Lo scorso 22 dicembre è stato approvato a larga maggioranza il Ddl Lorenzin che determinerà, tra le altre cose, il riconoscimento dell’osteopatia come professione sanitaria. Nell’attesa che gli organi competenti stabiliscano le linee guida per lo svolgimento della professione, in molti si chiedono in che modo tutto ciò possa integrarsi in un contesto sanitario e se questo possa andare a beneficio anche dei pazienti ricoverati in strutture ospedaliere.
In letteratura esistono vari studi che indagano l’eventuale efficacia del trattamento osteopatico nel contribuire a migliorare le condizioni cliniche in pazienti affetti da diverse patologie. Ovviamente, in questi studi, l’osteopatia non si sostituisce mai alle cure mediche tradizionali, ma lavora in sinergia con esse per cercare di creare un maggiore beneficio terapeutico.
Più di uno studio è stato portato a termine su pazienti affetti da polmonite ai quali, oltre alle cure tradizionali, veniva proposto un ciclo di trattamenti osteopatici. Ne è un esempio la pubblicazione di Noll et al. avvenuta nel 2010 [1]. Questi osteopati statunitensi hanno eseguito lo studio su centinaia di persone in un lasso temporale di tre anni.
Il trattamento osteopatico che somministravano ai pazienti, della durata di quindici minuti, veniva ripetuto due volte al giorno per tutto il periodo di degenza. Le tecniche utilizzate erano indirizzate sulla muscolatura toracolombare, sulle coste, sul diaframma, sul rachide e sulla muscolatura suboccipitale; il tutto per ridurre la tensione muscolare e migliorare la mobilità della gabbia toracica stimolando teoricamente anche i gangli ortosimpatici dorsali. Gli autori consideravano il rilasciamento della muscolatura suboccipitale utile anche al miglioramento dello stato trofico del nervo vago che fornisce innervazione parasimpatica anche alle vie aeree e ai polmoni. In aggiunta a queste tecniche venivano effettuati anche dei pompage linfatici, ovvero specifiche tecniche manuali in grado di aumentare la risposta del sistema immunitario [2,3,4,5].

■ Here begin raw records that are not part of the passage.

PR #226, opened 2022-04-26
Unicode 15 data apr26

markusicu:
Post UTC 171 data file updates from 2022-apr-26, with code changes and generated files.

These updates take care of UCD actions 171-A058, 171-A099, 171-A100, and almost all of the Unihan-related actions.

Note: Unihan extension C now ends one code point higher, at U+2B739.


Ken-Whistler (approved):
The Kawi changes in LineBreak.txt show some regression, but that will be fixed in the next LineBreak.txt commit. Everything else looks as expected.

markusicu:
> The Kawi changes in LineBreak.txt show some regression,

Ok, so 11F43..11F4F changing from BA to SA apparently slipped in somehow. This is probably also why TestUnicodeInvariants fails for more than one Kawi character.

> but that will be fixed in the next LineBreak.txt commit.

Right.

> Everything else looks as expected.

Thanks! Merging...

PR #181, opened 2021-12-11
fix TestUnicodeInvariants failures

markusicu:
- U+0CF3 properties fixes, see https://www.unicode.org/L2/L2021/21130-script-adhoc-rept.pdf
- Kawi punctuation: lb=BA
- add U+11F41 KAWI SIGN KILLER to the $SAScriptExceptions list
- remove Kawi postbase (gc=Mc, InPC=Right) characters from GCB=SpacingMark
- other routine test case adjustments

PR #229, opened 2022-04-27
include Kawi postbase (gc=Mc, InPC=Right) characters in GCB=SpacingMark

markusicu:
= partial reverse of pull request #181

Fixes UTC action item [171-A69](https://www.unicode.org/cgi-bin/GetL2Ref.pl?171-A69).
After bug reports, and discussion in UTC 171, it was decided for Kawi line breaking to follow Western style for now, and try to default to orthographic syllables in the future, rather than using East Asian style (with the whole script in lb=SA).


Ken-Whistler (approved):
o.k.

PR #231, opened 2022-04-27
Unihan 15 make variants data more consistent

markusicu:
Unihan_Variants.txt updates from @Tsengtsz.
No changes in generated UCD files.


Ken-Whistler (approved):
Look as intended.

PR #238, opened 2022-05-05
add idna2008derived files

markusicu:
Creates a folder with the same name and relative placement (inside "idna" but *next to* the version-numbered Unicode idna data file folders) as in https://www.unicode.org/Public/idna/ -- see https://www.unicode.org/Public/idna/idna2008derived/


Ken-Whistler (approved):
Looks as intended.

PR #243, opened 2022-05-10
Update security-related data files

echeran:
These files are the result of running GenerateConfusables according to the [instructions](https://github.com/unicode-org/unicodetools/blob/main/docs/security.md#generating).


markusicu (approved):
lgtm tnx

PR #247, opened 2022-05-11
TestUnicodeInvariants: add tests for TestCodeInvariants

srl295:
adds tests for these classes
- TestUnicodeInvariants
- TestCodeInvariants

#186


srl295:
- [ ] fix path issue

```
java.io.FileNotFoundException: /home/runner/work/unicodetools/unicodetools/unicodetools/nullorg/unicode/text/UCD/UnicodeInvariantTest.txt (No such file or directory)
[2784](https://github.com/unicode-org/unicodetools/runs/6393672630?check_suite_focus=true#step:8:2784)
```

also @markusicu in the best case there are still 3 failures. Make it a warning for now?

markusicu:
> * [ ]  fix path issue

The file is there, and the test runs fine in my workspace. Is the test run missing a variable definition for the UNICODETOOLS_REPO_DIR ?

https://github.com/unicode-org/unicodetools/blob/main/unicodetools/src/main/resources/org/unicode/text/UCD/UnicodeInvariantTest.txt

> also @markusicu in the best case there are still 3 failures. Make it a warning for now?

That's what we get for not running it every time...

I just ran it locally and got one test failure. I will send an email.
```
\p{lb=EB} = \p{Emoji_Modifier_Base}
**** START Test Failure 1 ****
## Expected empty, got: 2	[\U0001FAF7\U0001FAF8]
## In	\p{Emoji_Modifier_Base}
## But Not In	\p{lb=EB} 
1FAF7..1FAF8   #  [2] (�..�)  LEFTWARDS PUSHING HAND..RIGHTWARDS PUSHING HAND
**** END Test Failure 1 ****
```

markusicu:
> > also @markusicu in the best case there are still 3 failures. Make it a warning for now?
> 
> That's what we get for not running it every time...
> 
> I just ran it locally and got one test failure. I will send an email.

TestUnicodeInvariants runs cleanly after PR #249. Please rebase.

srl295:
> > * [ ]   fix path issue
> 
> The file is there, and the test runs fine in my workspace. 

mine also. will investigate

srl295:
@markusicu couldn't sort it out. Changed to use classpath loader.

unicodetools/src/main/java/org/unicode/text/UCD/TestUnicodeInvariants.java
```diff
@@ -113,7 +116,31 @@ enum Expected {empty, not_empty, irrelevant};
 
     private static PrintWriter out;
 
-    public static void testInvariants(String outputFile, boolean doRange) throws IOException {
+    /**
+     * Fetch a reader for our input data.
+     * @param inputFile if null, read DEFAULT_FILE from classpath
```
markusicu, line 121: Why would it be null? Line 80 calls testInvariants() with DEFAULT_FILE, or with a String from a command-line argument, if there is one.

unicodetools/src/test/java/org/unicode/text/UCD/TestTestCodeInvariants.java
```diff
@@ -0,0 +1,19 @@
+package org.unicode.text.UCD;
+
+import static org.junit.jupiter.api.Assertions.assertEquals;
+
+import org.junit.jupiter.api.Test;
+
+public class TestTestCodeInvariants {
```
markusicu, line 7: These two TestTest... classes seem awkward.
I see in the PR description "Does not refactor code into the test area, yet" -- is that the next step for this PR? Moving the regular files into the test path and changing them directly, to JUnit tests, replacing these files?

unicodetools/src/main/java/org/unicode/text/UCD/TestUnicodeInvariants.java
srl295: I pass null from TestTestUnicodeInvariants to mean default

unicodetools/src/test/java/org/unicode/text/UCD/TestTestCodeInvariants.java
srl295: @markusicu it's because there are other functions in the original class.  Is it called from elsewhere, is it run directly with a parameter? If I remove the original class from `src/main/java` then it can't be called as easily.

If this looks right I can merge this and then reduce the test classes in a future PR.

unicodetools/src/test/java/org/unicode/text/UCD/TestCodeInvariants.java
```diff
@@ -41,12 +44,24 @@ public static void main(String[] args) {
         testGcbInDecompositions(true);
     }
```
markusicu, line 45: The main() function should go away in the JUnit test, right?

unicodetools/src/test/java/org/unicode/text/UCD/TestCodeInvariants.java
```diff
@@ -41,12 +44,24 @@ public static void main(String[] args) {
         testGcbInDecompositions(true);
```
markusicu, line 44: I would remove the `showAllNfds` parameter from this function and change its code as if it had been false (or replace `showAllNfds` with `VERBOSE`). It seems unnecessary to do verbose printing for thousands of decompositions that pass the test.

unicodetools/src/main/java/org/unicode/text/UCD/TestUnicodeInvariants.java
markusicu: How about passing TestUnicodeInvariants.DEFAULT_FILE from the TestTest... code?

unicodetools/src/main/java/org/unicode/text/UCD/TestUnicodeInvariants.java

I pazienti erano divisi in tre gruppi in modo casuale ma senza differenze sostanziali riguardo a fattori socioeconomici, gravità della polmonite ed eventuali comorbità. Tutti i gruppi ricevevano le medesime cure mediche ma solo uno il trattamento osteopatico e, degli altri due, uno riceveva un trattamento fittizio, mentre l’altro veniva considerato come gruppo di controllo e non ricevendo alcuna tecnica. Gli studi scientifici usano spesso questa struttura di divisione del campione in modo da verificare se i risultati ottenuti siano davvero frutto delle tecniche eseguite oppure se il merito debba essere ricondotto all’effetto placebo o ad altre concause. Nello studio in questione è emerso che i tempi di degenza ospedaliera per polmonite, in media di nove giorni, erano scesi a sei se, alle cure tradizionali, veniva associato il trattamento osteopatico. Inoltre, tra i pazienti trattati anche con l’osteopatia, la polmonite tendeva ad aggravarsi meno frequentemente e raramente portava a complicanze. Una possibile spiegazione arriva da alcuni studi [6,7,8] che hanno evidenziato come pazienti immobilizzati a letto avevano una prognosi più severa dovuta alla polmonite.
Il movimento, al contrario, seppur minimo, poteva influire in maniera positiva. Le tecniche osteopatiche potrebbero quindi, tra i vari benefici, riprodurre quel minimo di movimento che i pazienti più deboli non riuscirebbero a fare migliorandone così la prognosi.
E’ da notare inoltre come da questo studio sia emerso che anche una parte dei pazienti trattata con un finto trattamento sia migliorata, anche se in misura minore rispetto al campione sul quale era stato effettuato il trattamento osteopatico. Questo fa riflettere sull’importanza del contatto manuale e umano in un contesto ospedaliero e sulla potenza dell’effetto placebo: il paziente potrebbe mostrare un miglioramento parziale anche solo pensando che qualcuno si stia pendendo cura di lui in misura maggiore.
Purtroppo il numero del campione di questo studio, seppur consistente, è ancora troppo esiguo per portare a conclusioni inattaccabili. Le informazioni che ne sono emerse vanno dunque prese come un buon incentivo per continuare a fare indagini scientifiche a riguardo. Con il riconoscimento sanitario forse sarà più facile in Italia eseguire questi studi nelle strutture ospedaliere e ciò potrebbe portare alla nascita di nuove e più valide pubblicazioni in grado di confutare o avvalorare l’efficacia dell’osteopatia in relazione alle varie condizioni cliniche.